**EXERCISE BRIEF:** Examine the entries and show every line in which the word "FDouble" is found.

+ + + +

Issue #868, opened 2022-10-26
Missing library functions for sv-comp


michael-schwarz:
Definitions for the following library functions are missing:

**Floats**

- [x] `__builtin_uaddl_overflow` / `__builtin_uadd_overflow` / `__builtin_umull_overflow` Not floats, but still (#869)
- [x] `__isnan`, `__signbit`, `__signbitf`, `_isinff`, `__isinf`, `__isnanf`, `__finite` (#869)
- [x] `fegetround` / `fesetround` (#869)
- [x] `__fpclassify` / `__fpclassifyl` / `__fpclassifyf`  (#869)
- [x] `__builtin_huge_val` /  `__builtin_huge_valf` (#869)
- [x] `__builtin_isgreater` / `__builtin_isgreaterequal` / `__builtin_isless` / `__builtin_islessequal` / `__builtin_islessgreater` / `__builtin_isunordered` (#869)

**Easy to add**

- [x] `pthread_attr_destroy` #878
- [x] `puts` #878
- [x] `strspn` / `strcspn` #878
- [x] `strtoll` / `strtoull` / `strtod` #878
- [x] `mktime` #878
- [x] `clearerr` #878
- [x] `ctime` #878
- [x] `setbuf` #878
- [x] `ntohs` #878
- [x] `__builtin_popcountl` #878
- [x] `swprintf` #878

**Driver / Kernel internals**

- [x] `b1pcmcia_addcard_m2` /  `b1pcmcia_addcard_m1` /  `b1pcmcia_addcard_b1`  (Reported upstream https://gitlab.com/sosy-lab/benchmarking/sv-benchmarks/-/issues/1355)
- [x] `__bad_percpu_size` / `__bad_size_call_parameter` / `__xchg_wrong_size` / `__cmpxchg_wrong_size` / `__xadd_wrong_size` / `__put_user_bad` #878
- [x] `fw_card_release`  (Reported upstream https://gitlab.com/sosy-lab/benchmarking/sv-benchmarks/-/issues/1355)
- [x] `usbnet_read_cmd_nopm` / `usbnet_write_cmd_nopm` / `usbnet_write_cmd` / `usbnet_read_cmd`  (Reported upstream https://gitlab.com/sosy-lab/benchmarking/sv-benchmarks/-/issues/1355)
- [x] `em28xx_free_device`  (Reported upstream https://gitlab.com/sosy-lab/benchmarking/sv-benchmarks/-/issues/1355)
[...]

PR #869, opened 2022-10-27
Equip float domain to handle definite NaN, +Inf, -Inf, and some missing float stubs

michael-schwarz:
In the course of #868 I came across a few tests for sv-comp that are low-hanging fruit that require handling the information that some variable is definitely NaN, +Inf or -Inf. This adds these possibilities.
The resulting lattice is a flat lattice with NaN, +Inf, -Inf, and intervals of actual floats values.

In the course of this PR, I will also add the float stubs sv-comp uses that I identified in #868.


tests/regression/57-floats/15-more-library.c
```diff
@@ -0,0 +1,64 @@
...
+
+    double c = ceil(-0.0);
+    __goblint_check((c == -0.0) && signbit(c)); //TODO (We do not distinguish +0 and -0)
+
+    c = ceil(-INFINITY);
+
+    // On OS X this gets expanded differently than on Linux where it is equivalent to the one below
+    // Might make sense to check what is needed for OS X support in the future, but this is not a deal-breaker
+    // and not high priority for now.
+    // __goblint_check(isinf(INFINITY) && signbit(c));
```
sim642, line 42: So this (and the one below and in 57/17) could just be `// TODO` or does that cause bigger problems than just one check not passing?

sim642 (commented):
I suppose the definite NaN/+inf/-inf domain could be extracted out to a separate float domain and be another component of `FloatDomTuple`, which could decouple things somewhat. But since it's already done, there's no point in redoing it right now.

tests/regression/57-floats/15-more-library.c
michael-schwarz: Good point!

src/analyses/libraryFunctions.ml
```diff
@@ -145,21 +169,57 @@ let zstd_descs_list: (string * LibraryDesc.t) list = LibraryDsl.[
     Functions and builtin versions of function and macros defined in math.h. *)
 let math_descs_list: (string * LibraryDesc.t) list = LibraryDsl.[
     ("__builtin_nan", special [__ "str" []] @@ fun str -> Math { fun_args = (Nan (FDouble, str)) });
+    ("nan", special [__ "str" []] @@ fun str -> Math { fun_args = (Nan (FDouble, str)) });
```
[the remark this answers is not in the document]
michael-schwarz: Yes, I added it now.

sim642 (approved):

PR #871, opened 2022-10-28
var_eq unsoundness with dereferenced floats

sim642:
In dc17de5f0da6df7299df890b67cca4823871dc97 and a889df0be8621f0c63601f2cc8b347c5d512075f some fixes were made to var_eq to make it sound w.r.t. floats.

I was thinking about deduplicating this hand-written code in favor of #840:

+ + + +

**OUTPUT OF THE EXERCISE:**
     ("__builtin_nan", special [__ "str" []] @@ fun str -> Math { fun_args = (Nan (FDouble, str)) });
+    ("nan", special [__ "str" []] @@ fun str -> Math { fun_args = (Nan (FDouble, str)) });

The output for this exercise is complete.